1 also serves as the power generation lever. Therefore, as in the fourth embodiment, when the selection button 21 is pressed, power generation is also performed, so that the selection operation and the power generation operation can be performed at the same time.

FIG. 9 shows a sixth embodiment of the invention.

The remote commander of the sixth embodiment is provided with a solar cell 27, and the power of the solar cell 27 is configured to be supplied to the signal sending section and the signal selecting section in the same way as the power of the power generating section (not shown). ing. The rest of the structure is the same as that of the first embodiment. Therefore, in this sixth embodiment, when power is supplied by the solar cell 27, the remote commander operates even if the power generation lever 1 does not generate power.

FIG. 10 shows a seventh embodiment of the invention. The Norimoto Commander of this seventh embodiment has the form of a pistol, and similarly to the third embodiment, the lever 22 allows the revolver 23 to be rotated.
is configured to rotate. However, unlike the third embodiment, the IC card 28 and revolver 23 are configured to be replaceable. Different command signal data is stored in each IC card 28, and by selectively using the IC card 28 or IC card 28 and revolver 23 that matches the device on the main body side to be controlled, it is possible to control other companies' equipment or other category equipment. can be controlled.

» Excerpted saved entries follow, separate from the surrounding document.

PR #598, opened 2026-01-19
Add address lookup component for v13

HarryAmmon:
Adds a TPR address lookup component. This is the first of a series of PRs to build this component, with the aim of this component being delivered iterativley. 

This PR creates the component, which adds a fieldset with the CSS class `tpr-address-lookup` so it can be targetted by JavaScript in the next PR in this series. 

It adds Umbraco support, adding it as a block for TPR Block Grid and TPR Block List.

This PR also bumps the version of this library to `9.2.0--beta001` so that future PRs can increase the `beta` version, with the final PR being an offical release.

Once this component has been built for Umbraco 13, a version will be created to support Umbraco 17


GovUk.Frontend.ExampleApp/Models/AddressLookupViewModel.cs
```diff
@@ -0,0 +1,12 @@
+﻿namespace GovUk.Frontend.ExampleApp.Models
+{
+    public class AddressLookupViewModel
+    {
+        public string? AddressLine1 { get; set; }
```
sussexrick: You _could_ use naming that fits with [BS7666](https://www.agi.org.uk/bs-7666-guidelines/), which is the UK's address standard. Your properties would convert into:

AddressableObjectName
StreetReference
Town
AdministrativeArea
Country
Postcode

That said, if our OS datasource doesn't provide addresses in BS7666 then it's just playing lip service to the standard. Even the above is not all the BS7666 fields. Addresses are messy. You'll never consistently get the right data in the right fields, which is why people do "line 1", "line 2" etc.

GovUk.Frontend.Umbraco.ExampleApp/Models/AddressLookupViewModel.cs
```diff
@@ -0,0 +1,28 @@
...
+        [Required(ErrorMessage = nameof(AddressLine1))]
+        public string? AddressLine1 { get; set; }
+
+        public string? AddressLine2 { get; set; }
+
+        [Required(ErrorMessage = nameof(Town))]
+        public string? Town { get; set; }
+
+        [Required(ErrorMessage = nameof(County))]
+        public string? County { get; set; }
```
sussexrick: Why would we require county? The Post Office no longer use it and it's optional almost everywhere, including on the GOV.UK Design System example.

GOV.UK advice says "Remove the county field if you’re sure your users will not need it, and your service will not use it."

GovUk.Frontend.ExampleApp/Models/AddressLookupViewModel.cs
sussexrick: **Update:** I see now your naming reflects that on the GOV.UK example. I would agree you should probably follow that unless the OS data is actually returning BS7666 data. However TPR does have a data standards catalogue which will mandate a preferred address format, so check that. Whatever you do also needs to be easily translatable into the database you're writing to... addresses are messy.

GovUk.Frontend.Umbraco.ExampleApp/Models/AddressLookupViewModel.cs
```diff
@@ -0,0 +1,28 @@
...
+
+        public string? Country { get; set; }
+
+        [Required(ErrorMessage = nameof(Postcode))]
+        [UkPostcode(ErrorMessage = nameof(Postcode))]
+        public string? Postcode { get; set; }
```
sussexrick: You can have addresses without postcodes. Electricity substations for example. TPR are probably only ever going to need office addresses though, so it would only be the very rare edge case of a brand new building that hasn't yet been assigned a postcode. Just FYI if you want to ask the question. I think your implementation is fine.

GovUk.Frontend.Umbraco.ExampleApp/uSync/v9/ContentTypes/tpraddresslookupsettings.config
```diff
@@ -0,0 +1,27 @@
+﻿<?xml version="1.0" encoding="utf-8"?>
+<ContentType Key="f80f2e52-4a45-4dd8-8e73-824015296fd5" Alias="tprAddressLookupSettings" Level="2">
+  <Info>
+    <Name>Address lookup settings</Name>
+    <Icon>icon-circus color-black</Icon>
+    <Thumbnail>folder.png</Thumbnail>
+    <Description>Settings for a TPR component to lookup an address. Requires JavaSript.</Description>
```
sussexrick: typo - JavaScript. 

More importantly, what is the intended behavior for a non-JS user? Will they type in their address, or get a clunkier but functional lookup? This affects the naming of the component. Is it 'Address lookup' or just 'Address'?

ThePensionsRegulator.Frontend.Umbraco/Views/Shared/TPR/TPRAddressLookup.cshtml
```diff
@@ -0,0 +1,36 @@
...
+@using Umbraco.Cms.Core.Models
+@using Umbraco.Extensions
+@using Umbraco.Cms.Core.Models.PublishedContent
+@using Umbraco.Cms.Web.Common
+@using Microsoft.Extensions.Configuration
+@using PropertyAliases = GovUk.Frontend.Umbraco.PropertyAliases
+@addTagHelper *, ThePensionsRegulator.Frontend
+
+@{
+    var legend = Model.Content.Value<string>(PropertyAliases.Legend)?.Replace("{{name}}", Umbraco.AssignedContentItem.Name);
```
sussexrick, line 24: You should support "legend is page heading" as an option (which is already on other components). I imagine it would be common for this component to be the "one thing per page".

ThePensionsRegulator.Frontend.Umbraco/Views/Shared/TPR/TPRAddressLookup.cshtml
```diff
@@ -0,0 +1,36 @@
...
+	var cssClasses = (" " + Model.Settings.Value<string>(PropertyAliases.CssClasses)).TrimEnd();
+	var blocks = Model.Content.Value<OverridableBlockListModel>(TprPropertyAliases.AddressLookupBlocks);
+}
+
+<div class="@cssClasses">
+    <tpr-address-lookup>
```
sussexrick: You should be able to apply the CSS classes to `<tpr-address-lookup>` rather than adding an extra div.

ThePensionsRegulator.Frontend.Umbraco/Views/Shared/TPR/TPRAddressLookup.cshtml
```diff
@@ -0,0 +1,36 @@
...
+        <tpr-address-lookup-legend>@legend</tpr-address-lookup-legend>
+        @if (blocks is not null && blocks.Any())
+        {
+            var childBlocks = new BlockListViewModel(blocks)
+            {
+                RenderGrid = false,
+                RenderWidthContainer = false
+            };
+            <div>
```
sussexrick: Why the extra div?

GovUk.Frontend.ExampleApp/Views/AddressLookup/Index.cshtml
```diff
@@ -0,0 +1,56 @@
...
+                    <govuk-input-label>Address line 2</govuk-input-label>
+                </govuk-input>
+                <govuk-input for="TownOrCity">
+                    <govuk-input-label>Town or City</govuk-input-label>
+                </govuk-input>
+                <govuk-input for="Region">
+                    <govuk-input-label>Region</govuk-input-label>
+                </govuk-input>
+                <govuk-input for="Postcode">
+                    <govuk-input-label>Postal Code</govuk-input-label>
```
sussexrick: Postcode is the more recognisable term

GovUk.Frontend.ExampleApp/Views/AddressLookup/Index.cshtml
```diff
@@ -0,0 +1,56 @@
...
+            <tpr-address-lookup>
+                <tpr-address-lookup-legend>Enter new address</tpr-address-lookup-legend>
+                <govuk-input for="AddressLine1">
+                    <govuk-input-label>Address line 1</govuk-input-label>
+                </govuk-input>
+                <govuk-input for="AddressLine2">
+                    <govuk-input-label>Address line 2</govuk-input-label>
+                </govuk-input>
+                <govuk-input for="TownOrCity">
+                    <govuk-input-label>Town or City</govuk-input-label>
```
sussexrick: TPR house style is sentence case, "Town or city"

GovUk.Frontend.ExampleApp/Views/AddressLookup/Index.cshtml
```diff
@@ -0,0 +1,56 @@
...
+        </p>
+
+        <p class="govuk-body">
+            Any child content (such as <code>govuk-input</code> components) will be rendered inside the fieldset after the legend.
+        </p>
+
+        <form asp-controller="AddressLookup" asp-action="Post" method="post" novalidate>
+            <tpr-address-lookup>
+                <tpr-address-lookup-legend>Enter new address</tpr-address-lookup-legend>
+                <govuk-input for="AddressLine1">
```
sussexrick: You should set the widths of fields and `autocomplete` attributes to match the expected input - see the first example on https://design-system.service.gov.uk/patterns/addresses/

GovUk.Frontend.ExampleApp/Models/AddressLookupViewModel.cs
```diff
@@ -0,0 +1,12 @@
...
+        public string? AddressLine2 { get; set; }
+        public string? TownOrCity { get; set; }
+        public string? Region { get; set; }
+        public string? Country { get; set; }
+        public string? Postcode { get; set; }
+    }
```
sussexrick, line 48: Examples in both apps should be equivalent wherever possible. You have no validation here, but you do in the other app.

GovUk.Frontend.Umbraco.ExampleApp/uSync/v9/DataTypes/TPRAddressLookupBlockList.config
sussexrick, line 1: I think using a block list for this is a bit too generic.  You're asking the user to rebuild the same set of fields consistently every time including width classes and autocomplete attributes... and the latter aren't even supported yet on the 'Text input' block. It also gives you help text that doesn't make sense in this context:

Postcode field offering to use the page name as the label

I think it would be better to hard-code fields with all the config you need. Your set of fields is always going to be the same. You can still re-use the `<govuk-input>` tag helper, but don't ask the user to do all the work to configure it.

GovUk.Frontend.Umbraco.ExampleApp/uSync/v9/Content/address-lookup.config
```diff
@@ -0,0 +1,361 @@
...
+          {
+            "contentTypeKey": "fe2dd0de-55a9-4249-be03-6896aa719974",
+            "hint": "",
+            "label": "Town or city",
+            "udi": "umb://element/4b2eff39f72745bdb6fa02dc0521b573"
+          },
+          {
+            "contentTypeKey": "fe2dd0de-55a9-4249-be03-6896aa719974",
+            "hint": "",
+            "label": "Province/region/state",
```
sussexrick: I think you mean county here. 

Be clear that that is a UK address lookup, not an international one. This affects the naming of the component - it's not really 'Address lookup' it's 'UK address lookup'.

GovUk.Frontend.Umbraco.ExampleApp/uSync/v9/Content/address-lookup.config
```diff
@@ -0,0 +1,361 @@
...
+            "udi": "umb://element/3383e44d8618424f914b1e756d8aa4db"
+          },
+          {
+            "contentTypeKey": "fe2dd0de-55a9-4249-be03-6896aa719974",
+            "hint": "",
+            "label": "Country",
```
sussexrick: What are we expecting people to put in for country? England, Scotland, Wales, UK, U.K., Britain, Great Britain, United Kingdom... a text field will give you messy data.

GovUk.Frontend.Umbraco.ExampleApp/uSync/v9/ContentTypes/tpraddresslookupsettings.config
HarryAmmon: A non-JS user would be expected to enter their address line by line. There is discussion about the 'Country' field being a select box. We would want the last to come from a data source, as this changes surprsingly frequently.

As for the name of this component, I think it should be 'UK Address lookup' as that is what the majority of users will use it for. The JS version of this allows a user to enter an international address, or a UK address if they are unable to find theirs if they are yet to be assigned a postcode.

HarryAmmon:
# Changes since last PR
- Adds support of legend as page heading to follow the existing pattern for fieldsets.
- Address lookup umbraco block has pre-defined inputs, each with a model property picker, and relevant error messages
- Adds `AddressLookupStateHelper` to reduce code duplication and improve testability of the Address lookup block partial view
- Adds `AddressLookupValidationMetadataProvider` for the address lookup block, allowing us to retrieve the correct error message for view model property and it's validation attribute
- Adds examples of using two instances of the component on one page, as this is the pattern used in TPR prototypes so far

@sussexrick I belive I have addressed all your comments since your last review

GovUk.Frontend.ExampleApp/Views/AddressLookup/Index.cshtml
sussexrick: I can see you've updated the Umbraco version but not the plain ASP.NET version, so that example is now not a best-practice one for consumers to copy.

GovUk.Frontend.ExampleApp/Views/AddressLookup/Index.cshtml
sussexrick: I can see you've updated the Umbraco version but not the plain ASP.NET version, so that example is now not a best-practice one for consumers to copy.

ThePensionsRegulator.Frontend.Umbraco/App_Plugins/ThePensionsRegulator.Frontend.Umbraco/blocks/views/TPRAddressLookupPreview.html
```diff
@@ -0,0 +1,8 @@
+﻿<div class="govuk-form-group backoffice-block-view" ng-click="block.edit()" ng-focus="block.focus" aria-label="Edit address lookup component">
+    <fieldset class="govuk-fieldset tpr-address-lookup" aria-hidden="true">
+        <legend class="govuk-fieldset__legend govuk-fieldset__legend--for-field" ng-bind-html="block.data.legend"></legend>
```
sussexrick: This class should be `govuk-fieldset__legend--for-fieldset`

ThePensionsRegulator.Frontend.Umbraco/Views/Shared/TPR/TPRAddressLookup.cshtml
```diff
@@ -0,0 +1,167 @@
...
+@using Microsoft.Extensions.Configuration
+@using PropertyAliases = GovUk.Frontend.Umbraco.PropertyAliases
+@addTagHelper *, ThePensionsRegulator.Frontend
+@addTagHelper *, GovUk.Frontend.AspNetCore
+@addTagHelper *, GovUk.Frontend.AspNetCore.Extensions
+
+@{
+    var legend = Model.Content.Value<string>(PropertyAliases.Legend)?.Replace("{{name}}", Umbraco.AssignedContentItem.Name);
+    var legendIsPageHeading = Model.Settings.Value<bool>(PropertyAliases.FieldsetLegendIsPageHeading);
+    var legendClass = legendIsPageHeading ? headingClassProvider.HeadingClasses(Umbraco.AssignedContentItem).LegendAsHeading1 : "govuk-fieldset__legend--for-field";
```
sussexrick: This class should be `govuk-fieldset__legend--for-fieldset`

GovUk.Frontend.Umbraco.ExampleApp/Models/AddressLookupViewModel.cs
sussexrick: I'm resolving the comment as I can see county is now optional, but I would suggest adding a switch to hide the county field altogether for services that want to follow GOV.UK guidance.

GovUk.Frontend.ExampleApp/Views/AddressLookup/Index.cshtml
```diff
@@ -0,0 +1,75 @@
...
+                    <govuk-input-label>Address line 1</govuk-input-label>
+                </govuk-input>
+                <govuk-input for="ShippingAddressLine2">
+                    <govuk-input-label>Address line 2</govuk-input-label>
+                </govuk-input>
+                <govuk-input for="ShippingTownOrCity">
+                    <govuk-input-label>Town or city</govuk-input-label>
+                </govuk-input>
+                <govuk-input for="ShippingCounty">
+                    <govuk-input-label>County</govuk-input-label>
```
sussexrick: All optional fields should have an ` (optional)` suffix as part of the label.

This will take some thought for the Umbraco implementation as it could potentially affect the backoffice view and the 'Defaults to ... if left blank' description as well as the main view, but as it stands the decision of whether a field is optional is up to the consuming application's view model. 

Just a suggestion - perhaps it would be helpful to include a view model with recommended validators in `ThePensionsRegulator.Frontend`? That wouldn't necessarily work for your use case with two instances on a page, but I think it would work for others.

GovUk.Frontend.ExampleApp/Views/AddressLookup/Index.cshtml
```diff
@@ -0,0 +1,75 @@
...
+            The legend will be rendered as a proper <code>&lt;legend&gt;</code> element with the <code>govuk-fieldset__legend</code> class applied.
+        </p>
+
+        <p class="govuk-body">
+            Any child content (such as <code>govuk-input</code> components) will be rendered inside the fieldset after the legend.
+        </p>
+
+        <form asp-controller="AddressLookup" asp-action="Post" method="post" novalidate>
+            <tpr-address-lookup>
+                <tpr-address-lookup-legend>Enter shipping address</tpr-address-lookup-legend>
```
sussexrick, line 31: These legends should have `govuk-fieldset__legend--for-fieldset` applied. 

You could potentially apply this in the tag helper whenever 'legend is page heading' is false, so that it doesn't get missed. The pattern in other similar components it to populate it from outside, as you're doing in the Umbraco version, but those others are probably all GOV.UK component tag helpers that shouldn't embed a TPR class, whereas this is a TPR component.

GovUk.Frontend.ExampleApp/Views/AddressLookup/Index.cshtml
```diff
@@ -0,0 +1,75 @@
...
+                <govuk-input for="ShippingAddressLine1">
+                    <govuk-input-label>Address line 1</govuk-input-label>
+                </govuk-input>
+                <govuk-input for="ShippingAddressLine2">
```
sussexrick: You're not demonstrating client-side validation in this example, but you are in the Umbraco one.

ThePensionsRegulator.Frontend.Umbraco/Validation/AddressLookupValidationMetadataProvider.cs
```diff
@@ -0,0 +1,95 @@
...
+            _umbracoContextAccessor.TryGetUmbracoContext(out var umbracoContext);
+            if (umbracoContext is null) { return; }
+            if (umbracoContext.PublishedRequest?.PublishedContent is null) { return; }
+
+            var validationAttributes = context.ValidationMetadata.ValidatorMetadata.OfType<ValidationAttribute>().Where(x => !string.IsNullOrEmpty(x.ErrorMessage)).ToList();
+            if (!validationAttributes.Any()) { return; }
+
+            var addressLookupBlocks = umbracoContext.PublishedRequest.PublishedContent
+                .FindOverridableBlockModels(_publishedValueFallback)
+                .FindBlocksByContentTypeAlias("tprAddressLookup", _publishedValueFallback);
```
sussexrick: We put all content type aliases as constants in `TprElementTypeAliases.cs`, so you should do that and use the constant here.

ThePensionsRegulator.Frontend.Umbraco/Views/Shared/TPR/TPRAddressLookup.cshtml
```diff
@@ -0,0 +1,167 @@
...
+    var hintText = Model.Content.Value<IHtmlEncodedString?>(PropertyAliases.Hint);
+    var hintTextBlocks = Model.Content.Value<OverridableBlockListModel>("fieldsetBlocks");
```
sussexrick: This alias should use a constant from `PropertyAliases` or `TprPropertyAliases` (depending on whether it's from a GOV.UK composition or defined here...)

GovUk.Frontend.ExampleApp/Views/AddressLookup/Index.cshtml
HarryAmmon: I will update the example applications to show the best practice for this and align it with the [GDS example](https://design-system.service.gov.uk/patterns/addresses/).

I can update the umbraco description to 'Defaults to ... (optional) if left blank' for fields that should be optional. If a consuming service wants to change the label for these inputs it should be up to them to ensure they add '(optional)' suffix.

As for your suggestion, I think this would be a good idea if the [ModelPropertyController](https://github.com/thepensionsregulator/govuk-frontend-aspnetcore-extensions/blob/v13/GovUk.Frontend.Umbraco/Validation/ModelPropertyController.cs) could find properties of a property where the type is a class. This library could provide the consuming service with the correct properties and attributes. This would be used straight away by the scheme return application. I do not think this should be done as part of this PR, if we want to do that it should be done as part of the PR that updates `ModelPropertyController`.

GovUk.Frontend.Umbraco.ExampleApp/uSync/v9/Content/address-lookup.config
HarryAmmon: For the first iteration of this component we are happy with a free text field which the consuming application will validate for actual countries using whatever list that service has. Longer term we want this to be a select component populated with countries from a source.

GovUk.Frontend.ExampleApp/Views/AddressLookup/Index.cshtml
sussexrick: Only the first example on the page is updated for the ASP.NET version.

Thank you for the reminder on the use-case. I remembered it came from your team but not what it was. The first part of this is [implemented on `develop` for v17](https://github.com/thepensionsregulator/govuk-frontend-aspnetcore-extensions/pull/601) and there's no reason it couldn't be back-ported. However it's probably not much use without also updating the model binding code, which is still to-do. If you could write up your use case as a Github issue that would help.

ThePensionsRegulator.Frontend.Umbraco/Validation/AddressLookupValidationMetadataProvider.cs
sussexrick: There should be an entry in that class for the new settings element type as well.

ThePensionsRegulator.Frontend.Umbraco/Views/Shared/TPR/TPRAddressLookup.cshtml
sussexrick: Wrong class - you missed the double hyphen in the tag helper

GovUk.Frontend.ExampleApp/Views/AddressLookup/Index.cshtml
sussexrick: Wrong class - you missed the double hyphen in the tag helper

GovUk.Frontend.Umbraco.ExampleApp/uSync/v9/DataTypes/TPRAddressLookupBlockList.config
sussexrick, line 1: I think this file is now redundant. The backoffice shows the data type is not referenced.

sussexrick (changes requested):

GovUk.Frontend.Umbraco.ExampleApp/uSync/v9/DataTypes/TPRAddressLookupBlockList.config
HarryAmmon: I have deleted the file rather than have a uSync file with a delete/remove command, you will need to do a fresh install of Umbraco to see that is has been removed from the backoffice.

sussexrick (dismissed):

HarryAmmon:
Intentionally not merging the PR until the JS version of this is ready so I don't block the `v13` branch from publishing. v`9.3.0--beta001` will be published from this branch

GovUk.Frontend.ExampleApp/Models/AddressLookupViewModel.cs
```diff
@@ -0,0 +1,49 @@
...
+
+        [MaxLength(500, ErrorMessage = "Shipping county must not exceed 500 characters")]
+        public string? ShippingCounty { get; set; }
+
+        [Required(ErrorMessage = "Shipping country is required")]
+        public string? ShippingCountry { get; set; }
+
+        [Required(ErrorMessage = "Shipping postcode is required")]
+        [MaxLength(20, ErrorMessage = "Shipping postcode must not exceed 20 characters")]
+        public string? ShippingPostcode { get; set; }
```
sussexrick, line 26: This feels like a missed opportunity (and in the Umbraco version) to use the [[UkPostcode] validation attribute](https://github.com/thepensionsregulator/govuk-frontend-aspnetcore-extensions/blob/develop/docs/components/text-input.md#validate-uk-postcodes).

GovUk.Frontend.Umbraco.ExampleApp/uSync/v9/ContentTypes/tpraddresslookup.config
```diff
@@ -0,0 +1,178 @@
...
+      <SortOrder>6</SortOrder>
+      <Tab Alias="content">Content</Tab>
+      <Variations>Nothing</Variations>
+      <MandatoryMessage></MandatoryMessage>
+      <ValidationRegExpMessage></ValidationRegExpMessage>
+      <LabelOnTop>false</LabelOnTop>
+    </GenericProperty>
+    <GenericProperty>
+      <Key>b78513ce-be31-41f1-a822-8ee61640f3e9</Key>
+      <Name>fieldsetBlocks</Name>
```
sussexrick: This display name should just be 'Blocks' to be consistent with other components.

ThePensionsRegulator.Frontend.Umbraco/Views/Shared/TPR/TPRAddressLookup.cshtml
```diff
@@ -0,0 +1,167 @@
...
+            RenderGrid = false,
+            RenderWidthContainer = false
+        };
+        <div id="@addressLine1ModelProperty-blocks">
+            @await Html.PartialAsync("GOVUK/BlockList", childBlocks)
+        </div>
+    }
+    @if (!string.IsNullOrEmpty(hintText?.ToString()))
+    {
+            <div class="govuk-hint">@hintText</div>
```
sussexrick, line 96: Non-blocking comment as this is working - for other similar tag helpers, there would be a child tag helper for the hint.

ThePensionsRegulator.Frontend.Umbraco/Views/Shared/TPR/TPRAddressLookup.cshtml
```diff
@@ -0,0 +1,167 @@
...
+    }
+
+    <govuk-client-side-validation 
+        error-message-required="@(Model.Settings.Value<string>(TprPropertyAliases.AddressLine1ErrorMessageRequired))"
+        error-message-maxlength="@(Model.Settings.Value<string>(TprPropertyAliases.AddressLine1ErrorMessageMaxLength))">
+        <govuk-input name=@addressLine1State.ModelPropertyName value="@addressLine1State.AttemptedValue" input-aria-invalid="@addressLine1State.InvalidAriaLabel" autocomplete="address-line1">
+            <govuk-input-label>@addressLine1State.Label</govuk-input-label>
+            @if (addressLine1State.HasErrorMessage)
+            {
+                <govuk-input-error-message>@addressLine1State.ErrorMessage</govuk-input-error-message>
```
sussexrick, line 106: When I turned off JS in Umbraco and submitted an invalid form, the only field that repopulated with the value I'd entered was country. The rest lost what I'd typed. This was not a problem in the plain ASP.NET version.

ThePensionsRegulator.Frontend.Umbraco/Views/Shared/TPR/TPRAddressLookup.cshtml
```diff
@@ -0,0 +1,167 @@
...
+
+    var countryState = addressFieldStateHelper.GetFieldState(
+            Model.Settings.Value<string>(TprPropertyAliases.CountryModelProperty),
+            Model.Content.Value<string?>(TprPropertyAliases.CountryLabel),
+            "Country",
+            ViewContext.ModelState
+		);
+}
+
+<tpr-address-lookup class="@cssClasses" described-by="@fieldsetDescribedBy">
```
sussexrick: This `described-by` attribute renders as `described-by`, which I'm not familiar with as a valid HTML attribute. I think you meant `aria-describedby`?

ThePensionsRegulator.Frontend.Umbraco/Views/Shared/TPR/TPRAddressLookup.cshtml
```diff
@@ -0,0 +1,167 @@
...
+    var cssClasses = (" " + Model.Settings.Value<string>(PropertyAliases.CssClasses)).TrimEnd();
+    if (hintTextBlocks is not null && hintTextBlocks.Any())
+    {
+        fieldsetDescribedBy = $"{addressLine1ModelProperty}-blocks {fieldsetDescribedBy}".TrimEnd();
+    }
+
+    var addressLine1State = addressFieldStateHelper.GetFieldState(
+            Model.Settings.Value<string>(TprPropertyAliases.AddressLine1ModelProperty),
+            Model.Content.Value<string?>(TprPropertyAliases.AddressLine1Label),
+            "Address line 1",
```
sussexrick, line 40: Non-blocking suggestion - in some other components we have default text coming from a dictionary entry, with the hard-coded default text as the fallback if that is missing.

ThePensionsRegulator.Frontend/TagHelpers/TprAddressLookupContext.cs
```diff
@@ -0,0 +1,35 @@
...
+            }
+
+            _legend = (isPageHeading, attributes, content);
+        }
+
+        public void ThrowIfNotComplete()
+        {
+            if (Legend is null)
+            {
+                throw ExceptionHelper.AChildElementMustBeProvided(TprAddressLookupLegendTagHelper.TagName);
```
sussexrick, line 33: This is the correct thing to do as legend should be required, but the text on the ASP.NET example page says legend is optional. You may want to add a `string.isNullOrWhitespace` check too as you can include the legend tag helper without any content and get an empty legend.

sussexrick (changes requested):

GovUk.Frontend.ExampleApp/Models/AddressLookupViewModel.cs
HarryAmmon: The non-JS version of this component must support international addresses. Using `UkPostcode` would prevent us from doing that

ThePensionsRegulator.Frontend.Umbraco/Views/Shared/TPR/TPRAddressLookup.cshtml
HarryAmmon: Will address as part of the part 2 PR

ThePensionsRegulator.Frontend.Umbraco/Views/Shared/TPR/TPRAddressLookup.cshtml
HarryAmmon: Will address as part of the part 2 PR

sussexrick (approved):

[Effects of the Invention] As described above, according to the present invention, a manual power generation lever, a power generation section that generates power by operating the power generation lever, a signal sending section that sends out a command signal using the power of the power generation section, Since it is composed of a signal selection section that selects a desired command signal from among a plurality of command signals, remote control is possible at all times by generating electricity by operating the power generation lever, so there is no need to replace the battery or the situation where the battery cannot be operated due to a dead battery. This has the effect of preventing the occurrence of

[Brief explanation of drawings]

1 to 4 show a first embodiment of the present invention, FIG. 1 is a schematic configuration diagram of a remote commander, FIG. 2 is a circuit diagram of a power generation section, and FIG. 3 is a signal transmission section and a signal selection section. Circuit diagram, 4th
FIG. 5 is a side view of the remote commander showing the second embodiment, FIG. 6 is a side view of the remote commander showing the third embodiment, and FIG. 7 is a side view of the remote commander showing the third embodiment. FIG. 8 is a front view of a remote commander showing a fourth embodiment, FIG. 8 is a perspective view of a remote commander showing a fifth embodiment, and FIG. 9 is a perspective view of a remote commander showing a sixth embodiment. FIG. 10 is a side view of a remote commander showing a seventh embodiment. DESCRIPTION OF SYMBOLS 1... Power generation lever, 3... Power generation part, 4... Signal sending part, 5... Signal selection part, 26... Head (power generation lever). Front view of Nomotocomanta I116b σb (In the 1st plane, Figure 4, Figure 5, Figure 9 of Remote Commando)

Claims (1)

[Claims] (1) A manually movable power generation lever, a power generation section that generates power by the movement stroke of this power generation lever, and a power source of this power generation section that selectively generates multiple types of command signals;
A remote commander comprising: a signal sending section that outputs the selected command signal; and a signal selection section that selects the command signal that the signal sending section outputs.